Process Development Senior Scientist Amgen, California
Assessing Critical Quality Attributes (CQAs) typically involves analyzing protein sequences for hot spots and confirming them experimentally. Sequence alignment offers limited information, whereas 3D structural modeling provides detailed insights into solvent accessibility and protein-protein interactions, significantly improving CQA predictions and reducing laboratory work. Our study examined protein therapeutics in late-stage clinical development, using crystal structures and AlphaFold-generated models. We utilized extensive characterization data, including modification levels from forced degradation studies and chromatography fractionation, to assess impacts on biological activities and effector functions. Evaluated molecules included monoclonal antibodies and other proteins, focusing on post-translational modifications like deamidation, isomerization, glycation, tryptophan and methionine oxidation. Results showed molecular modeling predictions were consistent with observed data, correlating solvent accessibility with modification degrees.

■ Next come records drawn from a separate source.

PR #2088, opened 2021-08-26
feat(chore): color list for each component separately

lubber-de:
## Description

This PR allows to define a color list for each component individually out of the central `colors.less` file.

For example, now it is possible to have only red, blue and orange buttons, but only yellow labels and no colors for message at all. See example below.

All of this can be defined in the central `variation.variables` file as before (or in custom theme file)

Before this change you were only able to reduce the whole color list by modifying the colors.less file and change the available colors for all components at once.

> ### Tip for reviewers: 
> For an easier overview add `?w=1` to the review URL which will ignore all the whitespace changes. github also has an  option for this via the gear icon
image

### Example config for the above mentioned different colors per component
```less
// Only red, blue and orange buttons
@variationMessageColors: red, blue, orange;
// Only yellow labels
@variationLabelColors: yellow;
// No colors for message at all
@variationMessageColors: false;
```

### Example to reduce the colors in all components inside the `variation.variables` file only without the need to modify the `colors.less` (unless one needs totally new color names of course)

```less
// Simply adjust the central variable
// only green and black for all components
@variationAllColors: green, black;
```

#### I also applied the same logic for states and consequences:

Structural modeling enhances CQA predictions, expediting drug development and improving success rates.
Learning Objectives:
Upon completion, participants will be familiar with advanced 3D structural modeling skills to better predict Critical Quality Attributes (CQAs) with enhanced precision.
Upon completion, participants will understand how various parameters contribute to the prediction and prioritization of CQAs during early and late-stage drug development.
Upon completion, participants will be able to evaluate the impact of post-translational modifications on protein stability and efficacy using molecular modeling techniques.